In primis la consultazione sulla piattaforma Rousseau per la partecipazione dei 5 Stelle alle prossime elezioni regionali. La posizione di una pausa elettorale viene nettamente battuta alimentando ancor di più il dissenso verso il gruppo dirigente che l’aveva proposta. Di Maio, allora, da una parte annuncia che saranno presentate liste penta stellate senza alleanze, dall’altro fa ricorso al supporto tutelare di Beppe Grillo che dà un assist ai due capicorrente del Pd Orlando e Franceschini che fanno appello e sperano in un’alleanza giallo rossa sui territori

Lo stesso giorno la Cassazione dà il via libera alla richiesta di 8 regioni di un referendum per abrogare la quota proporzionale alle elezioni politiche. Altra fibrillazione per il governo giallo rosso diviso tra le ambizioni proporzionaliste e i fautori del sistema maggioritario. A questo punto il segretario dem, Zingaretti seppur non rappresentando la volontà di gran parte del gruppo dirigente del partito, aderisce alla richiesta del numero della Lega, Giancarlo Giorgetti di attivare un tavolo per definire regole comuni sulla prossima riforma elettorale.

Il suo tentativo è chiaro.
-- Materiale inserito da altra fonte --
PR #1127, opened 2024-03-07
chore: update to typescript 5.4

hanspagel:
[TypeScript 5.4 is out](https://devblogs.microsoft.com/typescript/announcing-typescript-5-4/) … so let’s update, we were still on 5.2. :)

Not really necessary I guess, but it TS is failing for me every now and then (Reload VS Code FTW), so I just thought that might help.


marclave (commented):
:)

marclave (approved):
amazing :)

PR #1132, opened 2024-03-08
feat: add new client only api reference wrapper for react

amritk:
This is required for docusaurus


marclave (approved):
WOW great work @amritk

PR #1134, opened 2024-03-08
fix: add deprecated path to classic layout

marclave:
now we have deprecated strike through for classic layout :) 

image


cameronrohani (approved):
quality fix

PR #1135, opened 2024-03-08
fix: duplicate border top

marclave:
image

no more duplicate top bar


cameronrohani (approved):
brynn and I need to make this better when we tackle models but let's get this in for now

PR #1140, opened 2024-03-08
feat: Add OAS utils package and package bootstrapping

geoffgscott:
We use many of these utils in different places. A separate package encapsulates the logic and dependencies in 1 place. This also prevents imports of simple functions from large packages.

### DIFF
--- a/.changeset/new-rockets-stare.md
+++ b/.changeset/new-rockets-stare.md
@@ -1,0 +1,6 @@
+---
+"@scalar/build-tooling": patch
+"@scalar/oas-utils": patch
+---
+
+Add OAS utils package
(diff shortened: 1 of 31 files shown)


hanspagel:
Sorry, I’m on mobile and just skimmed through the changes just briefly, but some thoughts that popped up:

Why is that adding bun? Was that intentional? I think that would make contributing for windows users harder.

Most (or all?) OpenAPI related helper methods could live in the parser package.

Personally, I don’t like the name. We don’t use the OAS abbreviation anywhere else.

Thanks!

geoffgscott:
@hanspagel I can pull bun. I like it for native TS execution but vite-node will work
I also agree we can migrate some more helper methods here
@marclave approved the package name. I am open to alternatives but I also don't think it matters much. `spec-utils` seemed too vague

marclave (approved):
nice :)

amritk:
Once bundows is in we'll convert!!

PR #1886, opened 2024-05-29
refactor: remove component app install

hwkr:
Removes the component app install, technically this is a breaking change but I don't think anyone was using this feature.

cc @amritk


marclave (approved):
nice :)

PR #1887, opened 2024-05-29
chore(cli): provide alternative name for the CLI

hanspagel:
Currently, users might run into conflicts with the existing `scalar` CLI that Microsoft built.

When installing, they can overwrite the other CLI and use ours as `scalar`. There’s also a note in the README on the matter. I’ve did a ton of reading, trying to find a good solution, here’s a short summary:

* We could just change the name to be something else, but I couldn’t come up with one that is as cool as `scalar`.
* We could ship executables with bun, which we’ll probably do at some point in the future, but it would require us to build/support/publish binaries for the various platforms in a convenient way, which adds a lot of complexity in multiple areas that I’d like to avoid at this point.
* We can’t hook into the install process to react to the error.

This PR suggests a pragmatic solution: We’ll just register the CLI under two names. If people run into a conflict and want to keep Microsoft’s `scalar`, they can just ignore the error and use `scalar-cli`.

This PR doesn’t change the docs, because I need to test it first, before we promote the solution. I couldn’t find a way to reproduce the issue when installing or linking the source files, so we need to publish to npm to test the solution.

### DIFF
--- a/.changeset/poor-ghosts-matter.md
+++ b/.changeset/poor-ghosts-matter.md
@@ -1,0 +1,5 @@
+---
+"@scalar/cli": patch
+---
+
+chore: provide alternative name for the CLI (`scalar-cli`)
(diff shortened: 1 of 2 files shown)


marclave (approved):
ah nice a reasonable solution ✨

PR #1888, opened 2024-05-29
fix: client library default value ignores `hiddenClients` configuration, fix #1861

### LINKED ISSUE #1861: hiddenClients still defaults curl even when it is supposed be disabled
### What happens?

as mentioned here: https://github.com/scalar/scalar/issues/1250
I have setted:
`hiddenClients: { php: true, python: true, c: true, node: true, javascript: true, go: true, java: true, ruby: true, shell: true, clojure: true, csharp: true, kotlin: true, objc: true, swift: true, r: true, powershell: true, ocaml: true, curl: true, },
`
It still makes curl default:
image

and upon clicking there is only http
image

thank you guys!

show correct clients that is set in hiddenClients

1. Set hiddenClients curl
2. Curl is still present

### OpenAPI Document

_No response_

hanspagel:
Currently, the `hiddenClients` configuration is ignored when determining the default client library. This PR fixes it.

To achieve this I merged `useHttpClients` and `useHttpClientStores`. The separation didn't really made sense after looking at it and it was the root cause of the mentioned regression.

**Additional improvements**

* Hides the client libraries the example requests entirely when all clients are hidden

See #1861

**Show just one or a few clients**
Screenshot 2024-05-29 at 13 16 08

**Hide all clients and the example requests (still shows `x-customExamples`)**
Screenshot 2024-05-29 at 12 16 15

Screenshot 2024-05-29 at 12 17 21


tylermann:
One thing I noticed when trying out this option is that it also hides any mention of the API URL. For example:

image

without the clients hidden then it includes the `POST /v1/account/billing/payment-session` in this example:
image

I'm thinking the ideal behavior would be to still include the `POST /v1/account/billing/payment-session` with the copy to clipboard icon, but no client selector or example request code.

PR #1891, opened 2024-05-29
feat: Adds new unified package for code highlight and markdown rendering

geoffgscott:
This package will be used as the basis for all remark/rehype pipelines where we are rendering code and markdown.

Il consenso in calo di 5 Stelle e la minaccia di un successo elettorale di Italia Viva di Renzi lo spingono a tentare una semplificazione con un nuovo sistema maggioritario per ritagliare al Pd un ruolo di centralità nella polarizzazione delle alleanze.

Sempre venerdì scorso Carlo Calenda con il suo gruppo di Siamo Europei dà il via ad un nuovo partito denominandolo AZIONE. Il suo esordio come leader politico è imbarazzante anche per chi come me lo ha difeso nelle sue iniziative di distinguo.

Al primo posto lui pone la coerenza. Come se questa possa essere di per sé espressione di un programma dettagliato di governo. Eppure molte delle sue analisi e proposte collimano con larga parte delle posizioni espresse dal centro sinistra. Mentre è comprensibile un suo dissenso dall’alleanza sistemica con i 5 Stelle, non si capisce a quale elettorato possa mirare per l’obiettivo lanciato del 10% per il nuovo partito.

Nei confronti di Renzi lancia una serie di insulti definendolo “bullo”, tanto per essere coerente. Eppure è stato proprio Matteo Renzi a volerlo e nominarlo ministro, a convincerlo ad aderire al Pd per esserne capolista alle Europee nel Nord-Est poco dopo alla sua adesione al partito.

La sua storia e la sua presa di distanze è ben diversa da quella di Renzi che ha dalla sua una lunga e travagliata esperienza nel Pd che lo ha visto tra i fondatori il più bersagliato sia quando era minoranza che da vincitore delle primarie.

Lui tutto questo travaglio non lo ha avuto. Non ha nemmeno provato per poco ad essere minoranza in un partito strutturato per condurre una battaglia. Alla prima occasione ha sbattuto la porta, ma lo ha fatto “con coerenza” conservando il seggio elettorale europeo ottenuto solo grazie al partito che lo ha candidato.

Ma a dir poco allucinante è la proposta della doppia tessera.

Cosa comprensibile in una associazione come Siamo Europei che non si sostituiva ai partiti, ma ne era supporto e rappresentante di un’area che si richiama a valori democratici e liberali. Ora fare un nuovo partito pensando di rappresentare quell’area politica che ambisce ad ottenere il 10% alle prossime elezioni, la doppia tessera è da definire una “marchetta” che invece di chiarire e marcare le differenze aiuta a creare ancora più confusione.

Insomma anche Calenda si è iscritto al popoloso gruppo dei dissacratori. Cioè quelli che vogliono emergere più dall’elenco dei difetti altrui che per le proprie capacità. Una lunga stagione già vissuta con il Movimento e la Lega.

Ognuno degli avvenimenti di questi giorni merita approfondimenti, ma una cosa è certa, invece della chiarezza si sta generando ancor più confusione. La speranza è che prima che gli squali possano attaccare e annientare i branchi di sardine, i messaggi delle piazze siano realmente percepiti e tradotti in azioni riparatrici.